Before using this medicine, you should tell the doctor when you know you have:
- a low number of white blood cells, or
- you take a medicine which could decrease the number of white blood cells.
Aseptic meningitis syndrome
Aseptic meningitis syndrome (reversible and non-infectious) has been reported to occur with immunoglobulin treatment such as IQYMUNE. The syndrome usually begins within several hours to 2 days following the treatment and may occur with the following symptoms: fever, headache, stiff neck, nausea, vomiting.
If you experience such symptoms, please check with your health care provider for a thorough neurological examination, to rule out other causes of meningitis.
Haemolytic anaemia/Haemolysis
Haemolytic anaemia (transient decrease of red blood cells, due to their destruction) can develop subsequently to immunoglobulin therapy such as IQYMUNE, particularly if you are of blood group A, B or AB. Reversible haemolytic anaemia may be characterized by the following symptoms: pallor, fatigue, weakness, yellowish skin or eyes, dark urine.
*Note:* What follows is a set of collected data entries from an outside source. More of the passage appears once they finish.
PR #776, opened 2021-10-21
[Build] support building targets for platform and arch inputs

kavilla:
### Description
Adding `platform` and `arch` as a build argument to be passed to
the build target. This enables cross-platform cross-arch builds,
for example, we can build linux x64 on a linux ARM64 machine.

We would want to do this because some of the libraries that are
required for building (not for runtime) are not available for
certain operating systems.

Also updated the OpenSearch Dashboards Jenkinsfile to pass the
platform and arch.

### Issues Resolved
 
### Check List


jenkins/opensearch-dashboards/Jenkinsfile
```diff
@@ -59,14 +112,21 @@ pipeline {
...
     git url: 'https://github.com/opensearch-project/opensearch-build.git', branch: 'main'
 
-    sh "./build.sh manifests/$INPUT_MANIFEST"
     sh './assemble.sh artifacts/manifest.yml'
+}
 
+void publish() {
     script { manifest = readYaml(file: 'artifacts/manifest.yml') }
-    def artifactPath = "${manifest.build.version}/${BUILD_NUMBER}/${manifest.build.architecture}";
+    def artifactPath = "${manifest.build.version}/${BUILD_NUMBER}/${manifest.build.platform}-${manifest.build.architecture}";
```
kavilla, line 129: highlighting updated s3 path.

src/build_workflow/build_args.py
```diff
@@ -10,10 +10,22 @@
 
 
 class BuildArgs:
+    SUPPORTED_PLATFORMS = [
+        "linux"
+    ]
+    SUPPORTED_ARCHITECTURES = [
```
kavilla, line 16: highlighting these proposed arches.

src/build_workflow/build_args.py
```diff
@@ -10,10 +10,22 @@
 
 
 class BuildArgs:
+    SUPPORTED_PLATFORMS = [
+        "linux"
```
dblock, line 14: We do also support `darwin` since https://github.com/opensearch-project/opensearch-build/pull/748, let's make sure we have a test so we don't remove it.

src/build_workflow/build_args.py
```diff
@@ -10,10 +10,22 @@
...
+    ]
+    SUPPORTED_ARCHITECTURES = [
+        "x64",
+        "x86_64",
```
dblock, line 18: Are x64 and x86_64 a dup here? I never know which one we pass from where, I think the two here should be `x64` and `arm64`, since this is what we return from `current_architecture`.

tests/test_run_build.py
```diff
@@ -88,3 +98,65 @@ def test_main(self, mock_temp, mock_repo, mock_recorder, mock_builder, *mocks):
 
         # the output manifest is written
         mock_recorder.return_value.write_manifest.assert_called()
+
+    OPENSEARCH_DASHBOARDS_MANIFEST = os.path.realpath(
+        os.path.join(
+            os.path.dirname(__file__), "../manifests/1.1.0/opensearch-dashboards-1.1.0.yml"
```
dblock, line 104: We haven't merged #767 yet, but start taking the habit of using `os.path.join` vs. `/`.

dblock (changes requested):
This LGTM! Let's fix the list of archictures.

dblock (approved):

jenkins/opensearch-dashboards/Jenkinsfile
peternied: You've got a race with https://github.com/opensearch-project/opensearch-build/pull/765 which cleans this all up

peternied (approved):

Issue #373, opened 2021-09-01
Add support for building patch releases


peterzhuamazon:
**Describe the bug**
As of now, bundle workflows scripts are using bundle version as core version in the build step.

https://github.com/opensearch-project/opensearch-build/blob/main/bundle-workflow/src/build.py#L56

This means if we have discrepancy between a bundle version and the core version it bundled, it would fail.
1.0.1 example:
https://github.com/opensearch-project/opensearch-build/blob/main/manifests/1.0.1/opensearch-1.0.1.yml#L4-L9

**To Reproduce**
Use above manifest of 1.0.1 and try to run build.sh within bundle workflow.

**Expected behavior**
Bundle 1.0.1 with 1.0.0 core would work.

**Plugins**
All Plugins component script, example here:
https://github.com/opensearch-project/opensearch-build/blob/main/bundle-workflow/scripts/components/alerting/build.sh#L71

**Screenshots**

**Host/Environment (please complete the following information):**
 - OS: [Linux]
 - Version [AL2]

**Additional context**

dblock:
We need to include component versions in the build manifest and possibly be able to pull binaries from a released location in assembly instead of rebuilding dependencies.

PR #789, opened 2021-10-22
Enable patch releases by fetching some components from existing distribution.

dblock:

### Description

- Adds a new component type that specifies "dist" to pull from an existing distribution instead of building from source.
- Adds "patches" into the input manifest that includes a list of existing versions this distribution patches.

This allows build to produce a mixed distribution with multiple versions of components, e.g. 1.1.0 + some components built from source = 1.1.1. 

In the provided example this build fails trying to build `anomaly-detection`, which expects OpenSearch core 1.1.1, but we're giving it 1.1.0. The builds for those patched components will need to pickup the released dependency from maven explicitly.
 
### Issues Resolved

Closes https://github.com/opensearch-project/opensearch-build/issues/373.
 
### Check List


dblock:
@saratvemulapalli @peternied Bump, this is ready for review please.

manifests/1.1.1/opensearch-1.1.1.yml
```diff
@@ -0,0 +1,17 @@
+---
+schema-version: "1.0"
+build:
+  name: OpenSearch
+  version: 1.1.1
+  patches: 
+    - 1.1.0
+components:
+  - name: OpenSearch
+    dist: https://ci.opensearch.org/ci/dbc/builds/1.1.0/405
```
peternied, line 10: The path will need to be inferred/discovered which will have been broken with the recent url restructuring that only impacted the 1.2.0+ builds.  Should we add parameters to help the build system construct the correct path to the manifest?

peternied (commented):
General feedback, deeper inspection later

manifests/1.1.1/opensearch-1.1.1.yml
dblock: Either in a separate PR or maybe we should just copy the manifest with bad URLs to a corrected copy in S3 and use that instead.

src/build_workflow/build_target.py
```diff
@@ -41,7 +43,22 @@ def __init__(
     def opensearch_version(self):
         return self.version + "-SNAPSHOT" if self.snapshot else self.version
```
peternied, line 44: Nearly all properties in this class have an `if` statement, code smells like we should create a subclass

src/build_workflow/builder_from_dist.py
```diff
@@ -0,0 +1,48 @@
...
+            self.ref = manifest.ref
+            self.sha = manifest.commit_id
+
+    def checkout(self, work_dir):
+        self.__download_build_manifest()
+
+    def build(self, build_recorder):
+        pass
+
+    def export_artifacts(self, build_recorder):
```
peternied, line 28: `export` doesn't seem to align with the action what about `import` or `download` + "_artifacts"?

manifests/1.1.1/opensearch-1.1.1.yml
peternied: The manifest is oriented around the components of with a platform / architecture, do we need another kind of manifest that is oriented around a releases artifacts.  Note, we can move this out to another PR

dblock: I don't see this as necessary. This is a bundle (assembly/distribution) manifest that can now include references to another bundle, and picks up components with matching platform/architecture.

src/build_workflow/build_target.py
dblock: https://github.com/opensearch-project/opensearch-build/issues/856

src/build_workflow/builder_from_dist.py
dblock: I thought about this. The "from source" code exports those artifacts, while the "from distribution" code downoads and exports those artifacts. They should really be spit up into `download_artifacts` and `export_artifacts`. I have another PR with more changes along those lines if that's OK?

peternied (approved):

saratvemulapalli (approved):
Lots of changes. 
Did a pass, overall it looks good to me.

If you receive immunoglobulins such as IQYMUNE, you should be monitored for clinical signs and symptoms of haemolysis.
Transfusion related acute lung injury (TRALI)
In patients receiving immunoglobulin such as IQYMUNE, there have been rare cases of Transfusion Related Acute Lung Injury (TRALI). This disease is characterized by decrease of oxygen level in the body (hypoxemia), difficulties in breathing (dyspnoea), increase of the respiratory rate (tachypnoea), blueing skin (cyanosis), fever and decrease of the blood pressure (hypotension). Symptoms of TRALI typically appear during the infusion of immunoglobulin or within 6 hours following the infusion, often within 1 to 2 hours. Therefore, if you notice any such reactions during IQYMUNE infusion, tell your doctor immediately. He/she will decide whether the infusion rate should be decreased or whether the infusion should be stopped.
Information on virus safety
When medicines are made from human blood or plasma, certain measures are put in place to prevent infections being passed on to patients. These include:
- careful selection of blood and plasma donors to make sure those at risk of carrying infections are excluded,
- the testing of each donation and pools of plasma for signs of virus/infections,
- the inclusion of steps in the processing of the blood or plasma that can inactivate or remove viruses.
Despite these measures, when medicines prepared from human blood or plasma are administered, the possibility of passing on infection cannot be totally excluded. This also applies to any unknown or emerging viruses and other types of infections.
The measures taken are considered effective for viruses such as human immunodeficiency virus (HIV), hepatitis B virus, hepatitis C virus, hepatitis A virus and parvovirus B19.
Immunoglobulins have not been associated with hepatitis A or parvovirus B19 infections, possibly because antibodies against these infections, which are contained in the product, are protective.
It is strongly recommended that every time you are given a dose of IQYMUNE, the name and batch number of the product are recorded in order to maintain a record of the batches used.